### Data extract
PR #83, opened 2020-11-16
[FIZZ-23] Import Usage Analytics

stephenfuqua:


src/schoology-extractor/schoology_extractor/usage_analytics_facade.py
```diff
@@ -0,0 +1,36 @@
...
+    #   output = pd.DataFrame()
+    #   for file in os.scandir({only .csv or .csv.gz files}):
+    #       raw_data = csv_reader.load_data_frame(file)
+    #       mapped_data = usageMap.map_to_udm(raw_data)
+    #       output.append(mapped_data)
+    #
+    #   # If reports have overlapping dates then we'll have duplicates
+    #   output.drop_duplicates(inplace=True)
+    #
+    #   return output
```
stephenfuqua, line 34: The above comments provide an outline of the remaining work for FIZZ-23.

src/schoology-extractor/schoology_extractor/helpers/sync.py
```diff
@@ -40,21 +41,30 @@ def _get_current_date_with_format() -> str:
     return datetime.strftime(datetime.now(), "%Y-%m-%d %H:%M:%S")
 
 
+def _map_result_to_dicts_arr(result: Union[list[ResultProxy], None]):
```
stephenfuqua, line 44: Return type?

src/schoology-extractor/schoology_extractor/helpers/sync.py
```diff
@@ -40,21 +41,30 @@ def _get_current_date_with_format() -> str:
...
+    mapped_arr: list[dict] = list[dict]()
+    if result is None:
+        return list()
```
stephenfuqua, line 47: Both uses of this function are followed by

```
db_item = dict() if len(mapped_result) == 0 else mapped_result[0]
```

Why not handle that directly in the function?

src/schoology-extractor/schoology_extractor/helpers/sync.py
```diff
@@ -40,21 +41,30 @@ def _get_current_date_with_format() -> str:
...
+    for row in result:
+        db_item = dict()
+        for column, db_value in row.items():  # type: ignore
+            db_item[column] = db_value
+        mapped_arr.append(db_item)
```
stephenfuqua, line 52: You might try something like this instead:

```
mapped_arr = [dict(row.items()) for row in result]
```

stephenfuqua: Your code seems fine by the way. Just might be a small improvement, especially with larger results, to use list comprehension instead and take better advantage of SQL Alchemy.

src/schoology-extractor/schoology_extractor/helpers/sync.py
stephenfuqua: Oh, I see the point now - this function is returning all rows, but in the code you know that you only care about the first result and thus extract it with `[0]`. Makes sense now.

Might be useful to write one line method to encapsulate this, e.g. `_get_first(result_list)` or something like that.

src/schoology-extractor/schoology_extractor/helpers/sync.py
```diff
@@ -204,3 +214,63 @@ def sync_resource(
...
+
+    Returns
+    -------
+    bool
+        True if the file has been processed, False if it has not.
+    """
+
+    _create_usage_table_if_it_does_not_exist(db_engine)
+
+    query = f"SELECT * FROM {USAGE_TABLE_NAME} where FILE_NAME='{file_name}' limit 1;"
```
stephenfuqua, line 249: I just did a little experiment and found that the following syntax will work. This is a random query that I wrote just to give the idea. The nice thing is you always get a single row back, with value of 1 or 1. You could adapt this to simplify the code a little bit. But I would save this for tomorrow, after everything else already working well. Get the whole app working now and then optimize tomorrow.
```
select exists(select 1 from assignment where assignment.SourceId = 1)
```

src/schoology-extractor/schoology_extractor/main.py
```diff
@@ -144,6 +147,16 @@ def __get_attendance_events() -> pd.DataFrame:
     return __get_attendance_events
 
 
+def _get_system_activities(input_directory: str) -> Callable:
+    def __get_system_activities() -> pd.DataFrame:
+        system_activities = analyticsFacade.get_system_activities(input_directory)
+        result_bucket["system_activities"] = system_activities
```
stephenfuqua, line 153: I never see `result_bucket["system_activities"]` being used it again - is there a plan to access it, or perhaps can we remove that assignment altogether?

src/schoology-extractor/schoology_extractor/main.py
```diff
@@ -196,6 +209,13 @@ def main():
         )
         _create_file_from_dataframe(_get_attendance_events(section_id), file_path)
 
+    if input_directory is not None:
```
stephenfuqua, line 212: To improve readability, what do you think about adding an explanatory variable?

```suggestion
    need_to_process_input_files = input_directory is not None
    if need_to_process_input_files:
```

src/schoology-extractor/schoology_extractor/main.py
```diff
@@ -144,6 +147,16 @@ def __get_attendance_events() -> pd.DataFrame:
     return __get_attendance_events
 
 
+def _get_system_activities(input_directory: str) -> Callable:
```
stephenfuqua, line 150: `input_directory` is a class variable, so there's really no need to pass it to the function. And because you don't need to pass it to the function, you don't need to create closure over it - so you could eliminate the inner function.

src/schoology-extractor/schoology_extractor/main.py
```diff
@@ -196,6 +209,13 @@ def main():
         )
         _create_file_from_dataframe(_get_attendance_events(section_id), file_path)
 
+    if input_directory is not None:
+        system_activities_output_dir = lms.get_system_activities_file_path(schoology_output_path)
+        _create_file_from_dataframe(
+            _get_system_activities(input_directory),
```
stephenfuqua, line 215: Once the inner function is eliminated, just pass the function name here without actually calling the function.
```suggestion
            _get_system_activities,
```

src/schoology-extractor/schoology_extractor/usage_analytics_facade.py
```diff
@@ -3,34 +3,75 @@
...
+        Database connectivity for sync process
+    """
+    db_engine: sqlalchemy.engine.base.Engine
+
+    @property
+    def _db_engine(self):
+        assert isinstance(self.db_engine, sqlalchemy.engine.base.Engine)
+        return self.db_engine
+
+    def get_system_activities(self, usage_input_dir: str) -> pd.DataFrame:
```
stephenfuqua, line 39: I was thinking about this module being purely functional, rather than being a class. Since there is only one input argument to the class (the `db_engine`) and there is really no need to preserve state, it would be simple to just pass that argument in as an argument `get_system_activities`.

src/schoology-extractor/schoology_extractor/usage_analytics_facade.py
```diff
@@ -3,34 +3,75 @@
...
+        logger.debug(f"Processing usage_analytics files: loading files from {usage_input_dir}")
+        for file in os.scandir(usage_input_dir):
+            # It is not expected to have anything different from .gz or .csv
+            # in case there's something different, this method will throw an
+            # exception
+            logger.debug(f"Processing usage_analytics files: processing {file.name}")
+            row_data = csv_reader.load_data_frame(file.path)
+            mapped_row = pd.DataFrame()
+
+            if not sync.usage_file_is_processed(file.name, self._db_engine):
```
stephenfuqua, line 64: Shouldn't the check to see if the file has been processed be run before reading the file? it might be nice to avoid the overhead of parsing the input file if we don't need the results.

src/schoology-extractor/schoology_extractor/main.py
lalrg: I can remove it.

src/schoology-extractor/schoology_extractor/usage_analytics_facade.py
lalrg: It is easy to make it functional. I just wrote the function to have similar apis for the two facades. I can change it if needed.

stephenfuqua: Let's prefer functional at this point, now that we're getting used to that paradigm.

src/schoology-extractor/schoology_extractor/helpers/sync.py
lalrg: ✔️

src/schoology-extractor/schoology_extractor/helpers/sync.py
lalrg: ✔️

src/schoology-extractor/schoology_extractor/main.py
lalrg: ✔️

src/schoology-extractor/schoology_extractor/helpers/sync.py
lalrg: ✔️

src/schoology-extractor/schoology_extractor/main.py
lalrg: ✔️

src/schoology-extractor/schoology_extractor/main.py
lalrg: ✔️

src/schoology-extractor/schoology_extractor/main.py
lalrg: ✔️

src/schoology-extractor/schoology_extractor/usage_analytics_facade.py
lalrg: ✔️

src/schoology-extractor/schoology_extractor/usage_analytics_facade.py
lalrg: ✔️

stephenfuqua:
Closing this without merge so that @lalrg can open a new one.

PR #86, opened 2020-11-18
[FIZZ-23] Export Schoology System Sign-In and Sign-Out

lalrg:


stephenfuqua:
Code and manual testing look good. Holding off on approval and merge because the coverage utility is failing when running one of the unit tests, presumably because that unit test mocked out an OS level function.

stephenfuqua (approved):

PR #87, opened 2020-11-19
[FIZZ-91] factor out sync-specific code from courses

bradbanister:
A PR for the factoring out of sync/CreateDate/LastModifiedDate, the first step of FIZZ-91, to allow for others to pick up GC stories if they want.

### DIFF
--- a/src/google-classroom-extractor/google_classroom_extractor/api/courses.py
+++ b/src/google-classroom-extractor/google_classroom_extractor/api/courses.py
@@ -4,13 +4,15 @@
 # See the LICENSE and NOTICES files in the project root for more information.
 
 import logging
-from datetime import datetime
 from typing import List, Dict, Optional, cast
-from pandas import DataFrame, json_normalize, read_sql_query
+from pandas import DataFrame, json_normalize
 import sqlalchemy
-import xxhash
 from googleapiclient.discovery import Resource
 from google_classroom_extractor.api.api_caller import call_api, ResourceType
+from google_classroom_extractor.api.resource_sync import (
+    cleanup_after_sync,
+    sync_to_db_without_cleanup,
+)
 
 logger = logging.getLogger(__name__)
 
@@ -124,15 +126,14 @@ def request_all_courses_as_df(
 
     courses_df = request_latest_courses_as_df(resource)
     _sync_courses_without_cleanup(courses_df, sync_db)
+    cleanup_after_sync("Courses", sync_db)
 
-    # finally, remove temporary sync tables
-    with sync_db.connect() as con:
-        con.execute("DROP TABLE IF EXISTS Sync_Courses")
-        con.execute("DROP TABLE IF EXISTS Unmatched")
     return courses_df
 
 
-def _sync_courses_without_cleanup(courses_df: DataFrame, sync_db: sqlalchemy.engine.base.Engine):
+def _sync_courses_without_cleanup(
+    courses_df: DataFrame, sync_db: sqlalchemy.engine.base.Engine
+):
     """
     Take fetched API data and sync with database. Creates tables when necessary,
     but ok if temporary tables are there to start. Doesn't delete temporary tables when finished.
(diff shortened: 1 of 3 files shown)


src/google-classroom-extractor/google_classroom_extractor/api/resource_sync.py
```diff
@@ -0,0 +1,241 @@
+# SPDX-License-Identifier: Apache-2.0
```
bradbanister, line 1: This is the extracted code

src/google-classroom-extractor/google_classroom_extractor/api/resource_sync.py
```diff
@@ -0,0 +1,241 @@
...
+        the name of the API resource, e.g. "Courses", to be used in SQL
+    sync_db: sqlalchemy.engine.base.Engine
+        an Engine instance for creating database connections
+    """
+    with sync_db.connect() as con:
+        con.execute(f"DROP TABLE IF EXISTS Sync_{resource_name}")
+        con.execute(f"DROP TABLE IF EXISTS Unmatched_{resource_name}")
+
+
+def sync_to_db_without_cleanup(
```
bradbanister, line 31: I split out db temp table cleanup for testability. Integration tests can confirm that the intermediate work done in the temp tables is as expected.

src/google-classroom-extractor/google_classroom_extractor/api/resource_sync.py
```diff
@@ -0,0 +1,241 @@
...
+        # set up index for update operation
+        for pk in primary_keys_as_array:
+            create_date_df[pk] = create_date_df[pk].astype("string")
+        create_date_df.set_index(primary_keys_as_array, inplace=True)
+
+        # update CreateDate/LastModifiedDate of sync records
+        resource_df.update(create_date_df)
+
+        # reset index so no columns are hidden
+        resource_df.reset_index(inplace=True)
```
stephenfuqua, line 241: This function is very long - much longer than I usually like to see. Generally I've followed OO-guru refactoring advice: instead of a comment describing a few lines of code, extract those lines into a small, private (possibly local), well-named function. Makes it easy to read the public function in a few lines - basically like skimming for just the comments.

On the other hand, a lot of the lines in this case are for SQL statements and formatting. And honestly the cognitive load to read this function is not particularly high, since each individual step is easy to understand.

I'm commenting on this, but in the mode of discussion rather than requesting a change.

src/google-classroom-extractor/google_classroom_extractor/api/courses.py
```diff
@@ -4,13 +4,15 @@
...
 import logging
-from datetime import datetime
 from typing import List, Dict, Optional, cast
-from pandas import DataFrame, json_normalize, read_sql_query
+from pandas import DataFrame, json_normalize
 import sqlalchemy
-import xxhash
 from googleapiclient.discovery import Resource
 from google_classroom_extractor.api.api_caller import call_api, ResourceType
+from google_classroom_extractor.api.resource_sync import (
```
lalrg, line 12:
```suggestion
from googleapiclient.discovery import Resource

from google_classroom_extractor.api.api_caller import call_api, ResourceType
from google_classroom_extractor.api.resource_sync import (
```

src/google-classroom-extractor/google_classroom_extractor/api/resource_sync.py
```diff
@@ -0,0 +1,241 @@
+# SPDX-License-Identifier: Apache-2.0
+# Licensed to the Ed-Fi Alliance under one or more agreements.
+# The Ed-Fi Alliance licenses this file to you under the Apache License, Version 2.0.
+# See the LICENSE and NOTICES files in the project root for more information.
+
+import logging
+from datetime import datetime
+from pandas import DataFrame, read_sql_query
+import sqlalchemy
+import xxhash
```
lalrg, line 10:
```suggestion
import logging
from datetime import datetime

from pandas import DataFrame, read_sql_query
import sqlalchemy
import xxhash
```

src/google-classroom-extractor/google_classroom_extractor/api/resource_sync.py
lalrg: I'd also create small local functions, even when it is not very hard to read, would be easier if we had at the end something like:
```python3
def sync_to_db_without_cleanup():
    # functions definition
    # ...
    # ...
    create_sync_table()
    prepare_df()
    set_created_and_modified_date()
    # other methods calls
```

lalrg: I am not sure if this should be done now(or later)... This is just what I think, answering Stephen's comment

stephenfuqua: Good example of what the function would end up looking like, if refactored. Except each of those would want underscores at the beginning of the function name 😁 .

bradbanister: yep, i can do that

stephenfuqua (approved):
Approving from my perspective, but leaving open for @lalrg's review.

lalrg (approved):
LGTM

### Work task
Wherever the word "more" appears in a line of the data above, copy that line.

### Result of the task
 # See the LICENSE and NOTICES files in the project root for more information.
+# Licensed to the Ed-Fi Alliance under one or more agreements.
+# See the LICENSE and NOTICES files in the project root for more information.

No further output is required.